The common factor in these deals is that they're all 'controlled transactions', where the PE investor has acquired more than 51 per cent stake or is the largest investor in a company with significant minority stake. PEs, who have been living with minority stakes in Indian firms, are increasingly showing a preference for controlled deals in India, hoping for faster exits and better returns.

"Minority stakes may have worked out (in the past). But today, we have so much operating experience. With controlled deals, we can control our destiny better and guide the outcomes (vision, implement strategy and exits) better," Sanjay Nayar, member of KKR and chief executive officer (CEO) of KKR India, said in a recent interaction.

According to M K Sinha, managing partner and CEO of IDFC Alternatives, who has done a couple of controlled deals, such deals provide flexibility. "You can drive the operations the way you want; you are not dependent on someone else. You can take the company forward with greater control, ensure better governance and outcomes."

PEs show preference for controlled deals
 
This was evident in the PE firm's exit from Green Infra, a company incubated by IDFC Alternatives, where a subsidiary of Singapore-based Sembacrop bought 60 per cent for $227 million. "We had the ability to control that sale. We were not dependent on a partner (read promoter) on when to exit," says Sinha.

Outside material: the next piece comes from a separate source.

PR #2212, opened 2025-06-04
[Salt Wireframes] Allow checkbox without text

baflo:
Hi there,

I want to suggest this change in the behavior of checkboxes and hope you find it useful.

Globally, PEs do a buyout, turn around a company, and sell it. In India, they were forced to pick only minority stakes as Indian promoters were not willing to cede control. Minority stakes often meant limited say in operations and strategy, and in some cases, differences and disputes with promoters. ''When you are in minority, what do you say? You had cases like Lilliput, where the promoter went crazy with stores," says a PE manager, who doesn't wish to be quoted on this.

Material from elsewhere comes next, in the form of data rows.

Issue #2170, opened 2025-05-01
Add Domain Driven Design "types" to class diagram


xenoterracide:
**Is your feature request related to a problem? Please describe.**

In order to more cleanly show a Domain Driven Design model I think the following should be added

* `aggregate` green (ar) isa entity which isa class
* `repository` these technically could be an interface or a class.
  * `repository class` green (r)
  * `repository interface` purple (r)
* `event`
* `identfier` green (id)

This additionally requires that circles allow "oval" shapes as I would like to have 2-3 letters be rendered in the spot of a circle now. Not taller, just allowing wider.

Issue #1438, opened 2023-05-29
Feature Request: abstract entity


christianhujer:
**Is your feature request related to a problem? Please describe.**
There can be situations where entities are abstract.

For design modelling, abstract entities can occur when working with Spring or Jakarta JPA.
For analysis modelling, abstract entities can occur when entities form a class hierarchy.

**Describe the solution you'd like**
I'd like to be able to model abstract entities in PlantUML class diagrams.

**Describe alternatives you've considered**
There are three alternatives that work, they're just all not as nice as having abstract entities:
* Use an `abstract class` and add the `<<entity>>` stereotype to it.
* Use an `entity` and add an `<<abstract>>` stereotype to it (which is less correct than the previous alternative).
* Ignore the whole `abstract` thing for entities.

**Additional context**
I wanted to model payments for a POS. A payment is an entity. I wanted to do this:

```plantuml
@startuml
abstract entity Payment {
    id: UUID<Payment>
    amount: MonetaryAmount
}
entity CardPayment extends Payment {
    lastFourDigitsOfCard: String
}
entity CashPayment extends Payment {
    drawerId: UUID<CashDrawer>
}
@enduml
```

PR #2232, opened 2025-06-12
Add Record and Data classes

Intybyte:
I used #1028 and #1056 as a base, Data classes are a mutable set of data, whereas record are immutable set of data, many programming language implemented the latter (Java, C#, etc.), the former is less used but still present (POJOs and kotlin's data classes).

Let me know if there are any needed change, or I missed something

### DIFF
--- a/src/main/java/net/sourceforge/plantuml/abel/LeafType.java
+++ b/src/main/java/net/sourceforge/plantuml/abel/LeafType.java
@@ -44,7 +44,7 @@ public enum LeafType {
 	EMPTY_PACKAGE,
 
 	ABSTRACT_CLASS, CLASS, INTERFACE, ANNOTATION, PROTOCOL, STRUCT, EXCEPTION, METACLASS, STEREOTYPE, LOLLIPOP_FULL,
-	LOLLIPOP_HALF, NOTE, TIPS, OBJECT, MAP, JSON, ASSOCIATION, ENUM, CIRCLE,
+	LOLLIPOP_HALF, NOTE, TIPS, OBJECT, MAP, JSON, ASSOCIATION, ENUM, CIRCLE, DATA_CLASS, RECORD,
 
 	USECASE, USECASE_BUSINESS,
 
@@ -68,6 +68,9 @@ public enum LeafType {
 
 	public static LeafType getLeafType(String type) {
 		type = StringUtils.goUpperCase(type);
+		if (type.startsWith("DATA"))
+			return LeafType.DATA_CLASS;
+
 		if (type.startsWith("ABSTRACT"))
 			return LeafType.ABSTRACT_CLASS;
 
@@ -84,7 +87,7 @@ public enum LeafType {
 		return this == LeafType.ANNOTATION || this == LeafType.ABSTRACT_CLASS || this == LeafType.CLASS
 				|| this == LeafType.INTERFACE || this == LeafType.ENUM || this == LeafType.ENTITY
 				|| this == LeafType.PROTOCOL || this == LeafType.STRUCT || this == LeafType.EXCEPTION
-				|| this == LeafType.METACLASS || this == LeafType.STEREOTYPE;
+				|| this == LeafType.METACLASS || this == LeafType.STEREOTYPE || this == LeafType.DATA_CLASS || this == RECORD;
 	}
 
 	public String toHtml() {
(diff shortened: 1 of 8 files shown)


arnaudroques:
Thanks, this sounds like a good idea.

However, I would have used "dataclass" instead of "data class" (for consistency with other type)

Which means change the regex `data[%s]+class` to `dataclass`

Does it make sense ?

src/main/java/net/sourceforge/plantuml/abel/LeafType.java
```diff
@@ -84,7 +87,7 @@ public boolean isLikeClass() {
 		return this == LeafType.ANNOTATION || this == LeafType.ABSTRACT_CLASS || this == LeafType.CLASS
 				|| this == LeafType.INTERFACE || this == LeafType.ENUM || this == LeafType.ENTITY
 				|| this == LeafType.PROTOCOL || this == LeafType.STRUCT || this == LeafType.EXCEPTION
-				|| this == LeafType.METACLASS || this == LeafType.STEREOTYPE;
+				|| this == LeafType.METACLASS || this == LeafType.STEREOTYPE || this == LeafType.DATA_CLASS || this == RECORD;
```
The-Lum, line 90: Hi @Intybyte 

Isn't there an `LeafType` missing to make `LeafType.RECORD`?

Regards,
Th.

src/main/java/net/sourceforge/plantuml/classdiagram/command/CommandHideShowByGender.java
arnaudroques, line 1: I may be wrong, but shouldn't we have `dataclass` here:
```
"GENDER", "(?:(class|object|interface|enum|annotation|data|record|abstract|[%pLN_.]+|[%g][^%g]+[%g]|\\<\\<.*\\>\\>)[%s]+)*?"), //
```

arnaudroques:
I may be wrong, but shouldn't we have `dataclass` here:
```
"GENDER", "(?:(class|object|interface|enum|annotation|data|record|abstract|[%pLN_.]+|[%g][^%g]+[%g]|\\<\\<.*\\>\\>)[%s]+)*?"), //
```

arnaudroques:

If possible, could you also add some basic examples to https://github.com/plantuml/pdiff ? This tool is used to manage non-regression tests.

If you're unsure how to do this, feel free to share your examples here in the thread, we'll be happy to add them to `pdiff` ourselves.



PS:
I think that this is not needed anymore in `LeafType.java`

```
		if (type.startsWith("DATA"))
			return LeafType.DATACLASS;
```

Intybyte:
Yeah without a reference I have no idea how to add my references there, however I can show some examples here for `record` and `dataclass` in java

These are the java classes:

The java code for the record
```java
public record Key(String namespace, String key) {
    public static final Pattern NAMESPACED_KEY_PATTERN = Pattern.compile("^[a-z0-9._-]+:[a-z0-9._-]+$");

    public Key(String namespace, String key) {
        this.namespace = namespace.toLowerCase(Locale.ROOT);
        this.key = key.toLowerCase(Locale.ROOT);

        if (!NAMESPACED_KEY_PATTERN.matcher(this.full()).matches()) {
            throw new IllegalArgumentException("Invalid NS key: " + this.full());
        }
    }

    public String full() {
        return namespace + ":" + key;
    }

    @Override
    public String toString() {
        return "Key[" +
                "namespace=" + namespace + ", " +
                "key=" + key + ']';
    }
}
```

To PlantUML
```puml
@startuml
record Key {
  - namespace : String
  - key : String
  + {static} NAMESPACED_KEY_PATTERN : Pattern
  + Key(namespace : String, key : String)
  + full() : String
  + toString() : String
}

@enduml
```

A java POJO (dataclass example)
```java
// lombok data annotation generates setters and getters
@Data public class AngleData {
    private double horizontalAngle;
    private double verticalAngle;
    private double additionalHorizontalAngle;
    private double additionalVerticalAngle;
}
```

To PlantUML

```puml
dataclass AngleData <<lombok>> {
  - aimingPitch : double
  - aimingYaw : double
  - aimingFinished : boolean
  - lastAimed : long
  - timestampAimingMode : long
}
```

arnaudroques:
For the record, done here https://github.com/plantuml/pdiff/commit/f2d71d23027573e4551a3ccf252dd7017e393e4b

The-Lum:
Hi @Intybyte, @arnaudroques 

_To anticipate new request..._

- Do you have any other keywords evolutions in mind for class diagrams?

Hints:
- #1438
- module _(and [Module System](https://openjdk.org/jeps/261))_
- ...

_Ref._:
- https://en.wikipedia.org/wiki/List_of_Java_keywords


Regards,
Th.

Intybyte:
> Hi @Intybyte, @arnaudroques
> 
> _To anticipate new request..._
> 
>     * Do you have any other keywords evolutions in mind for class diagrams?
> 
> 
> Hints:
> 
>     * [Feature Request: abstract entity #1438](https://github.com/plantuml/plantuml/issues/1438)
> 
>     * module _(and [Module System](https://openjdk.org/jeps/261))_
> 
>     * ...
> 
> 
> _Ref._:
> 
>     * https://en.wikipedia.org/wiki/List_of_Java_keywords
> 
> 
> Regards, Th.

I think the module keyword might be useful in the future for adding another layer of abstraction over packages

Also worth considering are sealed classes, though they’d require special handling to define permitted subclasses

The-Lum:
_[Just for the record]_

I found (also) this request:
- #2170

Regards,
Th.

The problem with minority stakes is the degree of control. ''You are dependent on the majority shareholder for compliance, governance,'' says Sinha. While a PE firm wants to exit in five, seven, or nine years, the promoter may have a different horizon for an initial public offering. "Minority stakes imposes a lot of restrictions for PEs to influence strategy and outcomes," says Toshan Tamhane, partner, Mckinsey & Co.

"While India has been a minority growth market, there's a window of opportunity as the corporate world is over-leveraged and promoters pare stakes in companies to cut debt," Sinha adds. This provides opportunities for PEs to do buyout deals. The second opportunity comes from young entrepreneurs in information technology or start-ups, who are willing to sell out and think they can build something again from the scratch.

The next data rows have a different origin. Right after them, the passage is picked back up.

PR #2234, opened 2025-06-13
Pico Web Server support for the /language endpoint

skuro:
In order to support the `pico` web server from Emacs `plantuml-mode`, I added the `/language` endpoint to the `PicoWebServer` class, together with a related test.

### DIFF
--- a/src/test/java/net/sourceforge/plantuml/picoweb/PicoWebServerTest.java
+++ b/src/test/java/net/sourceforge/plantuml/picoweb/PicoWebServerTest.java
@@ -34,6 +34,7 @@ public class PicoWebServerTest {
 		test_GET_svg();
 		test_POST_render();
 		test_unknown_path();
+		test_language();
 	}
 
 	//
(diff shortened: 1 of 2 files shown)


src/test/java/net/sourceforge/plantuml/picoweb/PicoWebServerTest.java
```diff
@@ -227,6 +228,13 @@ private static void test_unknown_path() throws Exception {
 		assert response.getHeaderField("Location").equals("/plantuml/png/oqbDJyrBuGh8ISmh2VNrKGZ8JCuFJqqAJYqgIotY0aefG5G00000");
 	}
 
+	private static void test_language() throws Exception {
+		HttpURLConnection response = httpGet("/language");
+		assert response.getResponseCode() == 200;
+		assert readStreamAsString(response.getInputStream()).equals("foo\n"
```
The-Lum, line 234: Hi @skuro 

- Can you confirm what `foo\n` corresponds to?

Regards,
Th.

Tamhane feels both demand and supply side factors are aiding controlled deals. One, PEs are more established on the ground, understand the regulations and are not scared to do buyouts. ''They have learnt the lessons of how to do control transactions better," says Tamhane.

Two, in mid-market deals, control becomes very important: you can bring professionals or do a strategic sale. Nobody wants to buy a minority stake if the promoter holds 70 per cent stake. When PEs have controlling stake in a firm, they can leverage the same. While leveraged buyouts are common in the West and rest of Asia, Reserve Bank norms don't allow acquisition financing. "So, what many PEs do is lever up outside, say in Mauritius, where it is domiciled," says Tamhane.

There are a few supply-side factors at play. In some cases, the promoters want to sell as the next generation is not keen to run the business. In some cases, if it is a small business or not a core business of a large business group (like Mahindra Logistics), where promoters might be comfortable spinning out the company and selling to a PE. In some other cases, a promoter might not have the capacity to take it to the next level, and want to grow using a PE money (For example Avendus, where the lending business would need a large amount of funding, which KKR is providing.)

However, not all controlled deals have worked. Some like Paras Pharma might have provided big upsides to investors, but others such as Gokaldas Exports, Nilgiri, Nirulas have been a drag.